Exercise —
Below are records; copy every line in them that holds the word "some".

[Stored data]
Content starts

PR #1682, opened 2020-08-04
Add rtmedia_update in editable activity types and reload page after rtmedia_update activity is saved

SID177:
- Add `rtmedia_update` type of activity in editable activity types
- Reload page when `rtmedia_update` type of activity is edited and saved.

Fixes https://github.com/rtCamp/rtMedia/issues/1681

### DIFF
--- a/app/main/controllers/activity/RTMediaBuddyPressActivity.php
+++ b/app/main/controllers/activity/RTMediaBuddyPressActivity.php
@@ -34,6 +34,8 @@ class RTMediaBuddyPressActivity {
 				// Code to show media with read more option.
 				add_filter( 'bp_activity_truncate_entry', array( $this, 'bp_activity_truncate_entry' ), 10, 3 );
 			}
+
+			add_filter( 'b_e_a_plugin_option_editable_types', array( $this, 'b_e_a_plugin_option_editable_types' ) );
 		}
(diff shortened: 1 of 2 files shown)


app/main/controllers/activity/RTMediaBuddyPressActivity.php
```diff
@@ -76,6 +78,25 @@ public function __construct() {
...
 	}
 
+	/**
+	 * Adds rtmedia_update in editable activity types when BuddyPress Edit Activity plugin is active.
+	 *
+	 * @param array $option Editable activity types.
+	 *
+	 * @return array Modified editable activity types.
+	 */
+	public function b_e_a_plugin_option_editable_types( $option ) {
```
umeshnevase, line 88: @SID177 Can you change the name of the function, keep as same as used in rtMedia plugin

SID177: I've kept the function name same as filter name, will that work?

SID177: At many places we use same function name as filter name that's why.

umeshnevase: Can you prefix with rtmedia. don't keep it the same as filter name.

SID177: Changed function name.

Issue #1486, opened 2019-11-27
[Dashbaord] Hire Us tab - Correct the back ground color of the button


kjnanda:
It should be `#007cba` color.

![Hire_Us_‹_test_—_WordPress](https://user-images.githubusercontent.com/15173772/69696206-fd928200-1104-11ea-904b-f710c3963668.png)

vaishaliagola27:
@pooja-muchandikar 

Please let me know if below button will be okay. 

<img width="625" alt="Screenshot 2020-09-10 at 5 24 35 PM" src="https://user-images.githubusercontent.com/11362577/92725950-8162e580-f38a-11ea-876f-80220649428b.png">

pooja-muchandikar:
@vaishaliagola27 

Yes, looks fine :+1:

pooja-muchandikar:
Tested with `pre-release` branch and the button looks fine. :heavy_check_mark:

pooja-muchandikar:
Tested with `master` branch and the issue is fixed.

pooja-muchandikar:
Released with `v4.6.5`

PR #1687, opened 2020-09-10
Change Button style on Hire Us Tab

vaishaliagola27:
Related to #1486


abhijitrakas (approved):
@vaishaliagola27 - Looks good to me. Only one thing, it would be better to add a screenshot in the description.

Issue #1487, opened 2019-11-27
Revisit the Validation condition on Load More button on activity page


kjnanda:
**Let me explain to you the whole scenario**

When rtmedia is enabled, the `load more` button appears on the BuddyPress activity wall. 

This button should be present only in case when the multiple activities are present. So clicking on that button it can load the hidden activities.

As per the current scenario, it is present even when there is not a single activity present on the wall! Which is really not required. Since clicking on that button will anyways show this message - `Sorry, there was no activity found. Please try a different filter.`

Please revisit the condition where the validation needs to be updated for some min number of activities. 

Please check this visual - https://drive.google.com/file/d/1p1-Dmlepe0ibKIz-uTTuS81JzWACHJGa/view

pooja-muchandikar:
@vaishaliagola27 

```
Test Environment
WordPress: v5.5.1
rtMedia: v4.6.4 pre-release branch
BuddyPress: v6.3.0 legacy and nouveau template both 
```

Cross-checked the issue with `pre-release` branch and found that the issue is fixed but another regression bug is found. Please check the following points:

- As per the issue description when there is no post in the activity page, the error message should also not be shown. 

- When there is only one activity then load more is not shown this issue is fixed, but this caused another issue. Load more is not shown even after 20 posts, instead the first post added is disappearing. 

Steps to reproduce:
- Added first activity as `Activity post 1` and later post few other posts till post 10 - **load more was not shown but the first post was visible**
- Added some more post till post 20 **load more was not shown and first post was visible**
- Now, added another post post 21 **load more was not shown and also the first post Activity Post 1 also disappeared**

After 20 posts there should be load more option and click on it should load older posts. But in this case the posts are getting disappeared. 

Refer the visual: https://drive.google.com/file/d/1Vfv92Z0LYwGJml2JKbEYmTtfbr9hM89r/view

**Note: checked for both profile and group activity page**

Pradeep1308:
```
Test Environment
WordPress: 5.8.1
rtMedia: v4.6.8 pre-release branch
BuddyPress: v9.1.1 legacy and nouveau template both 
```
This issue is not reproducible. :+1:

PR #1688, opened 2020-09-10
Remove Load More button on activity page for less Activities

vaishaliagola27:
This PR will remove `Load More` button on the activity page which was enabled even if only 1 activity was available. 

Related #1487

### DIFF
--- a/app/main/controllers/privacy/RTMediaPrivacy.php
+++ b/app/main/controllers/privacy/RTMediaPrivacy.php
@@ -47,9 +47,6 @@ class RTMediaPrivacy {
 			// show change privacy option in activity meta.
 			add_action( 'bp_activity_entry_meta', array( $this, 'update_activity_privacy_option' ) );
 
-			// To show load more button all the time.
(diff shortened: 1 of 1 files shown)


app/main/controllers/privacy/RTMediaPrivacy.php
```diff
@@ -47,9 +47,6 @@ public function __construct( $flag = true ) {
 			// show change privacy option in activity meta.
 			add_action( 'bp_activity_entry_meta', array( $this, 'update_activity_privacy_option' ) );
 
-			// To show load more button all the time.
-			add_filter( 'bp_activity_has_more_items', array( $this, 'rtm_bp_activity_has_more_items' ) );
```
abhijitrakas, line 51: @vaishaliagola27 - Do you know why we added this previously?

vaishaliagola27: @abhijitrakas No, It was there way more before.

abhijitrakas (approved):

Content ends

Answer to the problem —
Please revisit the condition where the validation needs to be updated for some min number of activities. 
- Added some more post till post 20 **load more was not shown and first post was visible**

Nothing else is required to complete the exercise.